— Task statement —
Each of the records below must be reproduced verbatim.

************

PR #1268, opened 2024-08-14
feat!(mirrorbits) define mirrorbits.conf using (visible) values

dduportal:
It introduces a new `config` top-level value with a set of default values mapping to mirrorbit reference configuration. Implementation shifts from a Secret to a ConfigMap.

Note that this ConfigMap could hold a Redis password but RBAC allows reading it in clear if you can exec to the container so the secret does not protect more than ConfigMap.

BREAKING CHANGE: the value `conf` is deprecated and ignored. Check the new `config` value instead.
BREAKING CHANGE: the value `logs` is deprecated and ignored. Check the new `config.logs` value instead.

### DIFF
--- a/charts/mirrorbits/templates/NOTES.txt
+++ b/charts/mirrorbits/templates/NOTES.txt
@@ -2,10 +2,10 @@
 Check for deprecated values
 */}}
 {{- if .Values.conf }}
-[⚠️ WARNING] Found legacy value `conf` deprecated with the version 3.x of th chart. Please check the new value `config` instead.
+[⚠️ WARNING] Found legacy value `conf` deprecated with the version 3.x of the chart. Please check the new value `config` instead.
 {{- end }}
 {{- if .Values.logs }}
-[⚠️ WARNING] Found legacy value `logs` deprecated with the version 3.x of th chart. Please check the new value `config.logs` instead.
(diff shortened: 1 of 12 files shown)


charts/mirrorbits/templates/NOTES.txt
```diff
@@ -1,3 +1,13 @@
+{{/*
+Check for deprecated values
+*/}}
+{{- if .Values.conf }}
+[⚠️ WARNING] Found legacy value `conf` deprecated with the version 3.x of th chart. Please check the new value `config` instead.
```
timja, line 5:
```suggestion
[⚠️ WARNING] Found legacy value `conf` deprecated with the version 3.x of the chart. Please check the new value `config` instead.
```

charts/mirrorbits/templates/NOTES.txt
```diff
@@ -1,3 +1,13 @@
...
+{{- end }}
+{{- if .Values.logs }}
+[⚠️ WARNING] Found legacy value `logs` deprecated with the version 3.x of th chart. Please check the new value `config.logs` instead.
```
timja, line 8:
```suggestion
[⚠️ WARNING] Found legacy value `logs` deprecated with the version 3.x of the chart. Please check the new value `config.logs` instead.
```

timja (approved):

PR #1297, opened 2024-08-20
feat(nginx-website): allow to customise nginx configuration

lemeurherveCB:
This PR allows to customise nginx configuration so we can set for example a `try_files` directive, required for React applications for direct links. 

It also sets the port in deployment.yaml to `service.port` in order to use the same value in every template.

Note: I've kept current values to avoid breaking existing releases using this chart, these default values could be updated to more sensible ones like `server_name _;` in the future.

Ref:
- https://github.com/jenkins-infra/stats.jenkins.io/issues/118
- https://github.com/jenkins-infra/helpdesk/issues/4132#issuecomment-2298635602

### DIFF
--- a/charts/nginx-website/tests/defaults_test.yaml
+++ b/charts/nginx-website/tests/defaults_test.yaml
@@ -60,4 +60,4 @@ tests:
           pattern: 'autoindex on;'
       - notMatchRegex:
           path: data["default.conf"]
-          pattern: 'try_files $uri /index.html;'
+          pattern: 'try_files \$uri /index.html;'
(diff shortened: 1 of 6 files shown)


charts/nginx-website/tests/defaults_test.yaml
```diff
@@ -33,3 +33,31 @@ tests:
...
+          pattern: 'root   /usr/share/nginx/html;'
+      - matchRegex:
+          path: data["default.conf"]
+          pattern: 'index  index.html index.htm;'
+      - matchRegex:
+          path: data["default.conf"]
+          pattern: 'autoindex on;'
+      - notMatchRegex:
+          path: data["default.conf"]
+          pattern: 'try_files $uri /index.html;'
```
lemeurherveCB, line 63:
```suggestion
          pattern: 'try_files \$uri /index.html;'
```
Forgot to fix this (non-matching) regexp.

dduportal (approved):

PR #1303, opened 2024-08-22
fix(jenkins-jobs) GH App credential owner must be a groovy string

dduportal:
Ref. https://github.com/jenkins-infra/helpdesk/issues/4165#issuecomment-2304081117

The `owner()` function in a GH App credential JobDSL definition must be a string. Otherwise it is considered a Groovy reference and any special character is treated as a Groovy operator (such as the `-` of `jenkins-infra`...).


charts/jenkins-jobs/tests/credentials_test.yaml
hervelemeur, line 1: Late suggestion: use an org containing a dash in its name for tests.

dduportal: That would not have any sense as there are no Groovy interpolation happening in the unit tests. 
So it would not test anything.

PR #1313, opened 2024-08-28
chore(jenkins-jobs) code and metadata cleanup

dduportal:
- Use the properer maintainer in Chart.yaml
- Split template into different files per theme to avoid a big helpers file
- Cleanup indentation in template helpers
- Improve e2e manual testing (avoid crumb errors and add Jenkins default auth.)

----

Note: tried a `diff` on production: it only remove whitespaces and empty lines \o/

----

Note: about file naming conventions in Helm: https://helm.sh/docs/chart_template_guide/named_templates/#partials-and-_-files

> files whose name begins with an underscore (_) are assumed to not have a manifest inside. These files are not rendered to Kubernetes object definitions, but are available everywhere within other chart templates for use.

### DIFF
--- a/charts/jenkins-jobs/Chart.yaml
+++ b/charts/jenkins-jobs/Chart.yaml
@@ -2,7 +2,7 @@ apiVersion: v1
 description: Jenkins Jobs Definition from YAML to job-dsl
 icon: https://jenkins.io/images/logos/plumber/256.png
 maintainers:
-  - name: Damien Duportal <damien.duportal@gmail.com>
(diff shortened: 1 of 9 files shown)


smerle33 (approved):
as a review with you it seen clear and natural 👍

dduportal:
Note: might have caused infra.ci failure and was reverted.
More details here to follow up: https://github.com/jenkins-infra/helpdesk/issues/4165#issuecomment-2323979337

Issue #2359, opened 2020-06-17
Compiler FE: use overlay to reduce pip error


mhs4670go:
There are some tests having dependency to python virtual environment, which is kind of a burden of our CI. That is why pip network error occurs very often recently.

To make our CI happy, we can create the virtual environment to overlay.

Let's do this:)

seanshpark:
```diff
@@ -38,8 +38,8 @@ bool CircleCeilGraphBuilder::validate(const ValidateArgs &args) const
 }
 
 CircleNode *CircleCeilGraphBuilder::build_node(const circle::OperatorT &,
-                                                const std::vector<CircleNode *> &inputs,
-                                                loco::Graph *graph) const
+                                               const std::vector<CircleNode *> &inputs,
+                                               loco::Graph *graph) const
 {
   auto *node = graph->nodes()->create<CircleCeil>();
   node->x(inputs[0]);
```

PR #3223, opened 2020-07-16
[common-artifacts] Create python venv in overlay

mhs4670go:
This commit creates python venv in overlay

Related: #2359 


seanshpark:
@nnfw-bot test nncc-release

************

— Your solution —
PR #1268, opened 2024-08-14
feat!(mirrorbits) define mirrorbits.conf using (visible) values

dduportal:
It introduces a new `config` top-level value with a set of default values mapping to mirrorbit reference configuration. Implementation shifts from a Secret to a ConfigMap.

Note that this ConfigMap could hold a Redis password but RBAC allows reading it in clear if you can exec to the container so the secret does not protect more than ConfigMap.

BREAKING CHANGE: the value `conf` is deprecated and ignored. Check the new `config` value instead.
BREAKING CHANGE: the value `logs` is deprecated and ignored. Check the new `config.logs` value instead.

### DIFF
--- a/charts/mirrorbits/templates/NOTES.txt
+++ b/charts/mirrorbits/templates/NOTES.txt
@@ -2,10 +2,10 @@
 Check for deprecated values
 */}}
 {{- if .Values.conf }}
-[⚠️ WARNING] Found legacy value `conf` deprecated with the version 3.x of th chart. Please check the new value `config` instead.
+[⚠️ WARNING] Found legacy value `conf` deprecated with the version 3.x of the chart. Please check the new value `config` instead.
 {{- end }}
 {{- if .Values.logs }}
-[⚠️ WARNING] Found legacy value `logs` deprecated with the version 3.x of th chart. Please check the new value `config.logs` instead.
(diff shortened: 1 of 12 files shown)


charts/mirrorbits/templates/NOTES.txt
```diff
@@ -1,3 +1,13 @@
+{{/*
+Check for deprecated values
+*/}}
+{{- if .Values.conf }}
+[⚠️ WARNING] Found legacy value `conf` deprecated with the version 3.x of th chart. Please check the new value `config` instead.
```
timja, line 5:
```suggestion
[⚠️ WARNING] Found legacy value `conf` deprecated with the version 3.x of the chart. Please check the new value `config` instead.
```

charts/mirrorbits/templates/NOTES.txt
```diff
@@ -1,3 +1,13 @@
...
+{{- end }}
+{{- if .Values.logs }}
+[⚠️ WARNING] Found legacy value `logs` deprecated with the version 3.x of th chart. Please check the new value `config.logs` instead.
```
timja, line 8:
```suggestion
[⚠️ WARNING] Found legacy value `logs` deprecated with the version 3.x of the chart. Please check the new value `config.logs` instead.
```

timja (approved):

PR #1297, opened 2024-08-20
feat(nginx-website): allow to customise nginx configuration

lemeurherveCB:
This PR allows to customise nginx configuration so we can set for example a `try_files` directive, required for React applications for direct links. 

It also sets the port in deployment.yaml to `service.port` in order to use the same value in every template.

Note: I've kept current values to avoid breaking existing releases using this chart, these default values could be updated to more sensible ones like `server_name _;` in the future.

Ref:
- https://github.com/jenkins-infra/stats.jenkins.io/issues/118
- https://github.com/jenkins-infra/helpdesk/issues/4132#issuecomment-2298635602

### DIFF
--- a/charts/nginx-website/tests/defaults_test.yaml
+++ b/charts/nginx-website/tests/defaults_test.yaml
@@ -60,4 +60,4 @@ tests:
           pattern: 'autoindex on;'
       - notMatchRegex:
           path: data["default.conf"]
-          pattern: 'try_files $uri /index.html;'
+          pattern: 'try_files \$uri /index.html;'
(diff shortened: 1 of 6 files shown)


charts/nginx-website/tests/defaults_test.yaml
```diff
@@ -33,3 +33,31 @@ tests:
...
+          pattern: 'root   /usr/share/nginx/html;'
+      - matchRegex:
+          path: data["default.conf"]
+          pattern: 'index  index.html index.htm;'
+      - matchRegex:
+          path: data["default.conf"]
+          pattern: 'autoindex on;'
+      - notMatchRegex:
+          path: data["default.conf"]
+          pattern: 'try_files $uri /index.html;'
```
lemeurherveCB, line 63:
```suggestion
          pattern: 'try_files \$uri /index.html;'
```
Forgot to fix this (non-matching) regexp.

dduportal (approved):

PR #1303, opened 2024-08-22
fix(jenkins-jobs) GH App credential owner must be a groovy string

dduportal:
Ref. https://github.com/jenkins-infra/helpdesk/issues/4165#issuecomment-2304081117

The `owner()` function in a GH App credential JobDSL definition must be a string. Otherwise it is considered a Groovy reference and any special character is treated as a Groovy operator (such as the `-` of `jenkins-infra`...).


charts/jenkins-jobs/tests/credentials_test.yaml
hervelemeur, line 1: Late suggestion: use an org containing a dash in its name for tests.

dduportal: That would not have any sense as there are no Groovy interpolation happening in the unit tests. 
So it would not test anything.

PR #1313, opened 2024-08-28
chore(jenkins-jobs) code and metadata cleanup

dduportal:
- Use the properer maintainer in Chart.yaml
- Split template into different files per theme to avoid a big helpers file
- Cleanup indentation in template helpers
- Improve e2e manual testing (avoid crumb errors and add Jenkins default auth.)

----

Note: tried a `diff` on production: it only remove whitespaces and empty lines \o/

----

Note: about file naming conventions in Helm: https://helm.sh/docs/chart_template_guide/named_templates/#partials-and-_-files

> files whose name begins with an underscore (_) are assumed to not have a manifest inside. These files are not rendered to Kubernetes object definitions, but are available everywhere within other chart templates for use.

### DIFF
--- a/charts/jenkins-jobs/Chart.yaml
+++ b/charts/jenkins-jobs/Chart.yaml
@@ -2,7 +2,7 @@ apiVersion: v1
 description: Jenkins Jobs Definition from YAML to job-dsl
 icon: https://jenkins.io/images/logos/plumber/256.png
 maintainers:
-  - name: Damien Duportal <damien.duportal@gmail.com>
(diff shortened: 1 of 9 files shown)


smerle33 (approved):
as a review with you it seen clear and natural 👍

dduportal:
Note: might have caused infra.ci failure and was reverted.
More details here to follow up: https://github.com/jenkins-infra/helpdesk/issues/4165#issuecomment-2323979337

Issue #2359, opened 2020-06-17
Compiler FE: use overlay to reduce pip error


mhs4670go:
There are some tests having dependency to python virtual environment, which is kind of a burden of our CI. That is why pip network error occurs very often recently.

To make our CI happy, we can create the virtual environment to overlay.

Let's do this:)

seanshpark:
```diff
@@ -38,8 +38,8 @@ bool CircleCeilGraphBuilder::validate(const ValidateArgs &args) const
 }
 
 CircleNode *CircleCeilGraphBuilder::build_node(const circle::OperatorT &,
-                                                const std::vector<CircleNode *> &inputs,
-                                                loco::Graph *graph) const
+                                               const std::vector<CircleNode *> &inputs,
+                                               loco::Graph *graph) const
 {
   auto *node = graph->nodes()->create<CircleCeil>();
   node->x(inputs[0]);
```

PR #3223, opened 2020-07-16
[common-artifacts] Create python venv in overlay

mhs4670go:
This commit creates python venv in overlay

Related: #2359 


seanshpark:
@nnfw-bot test nncc-release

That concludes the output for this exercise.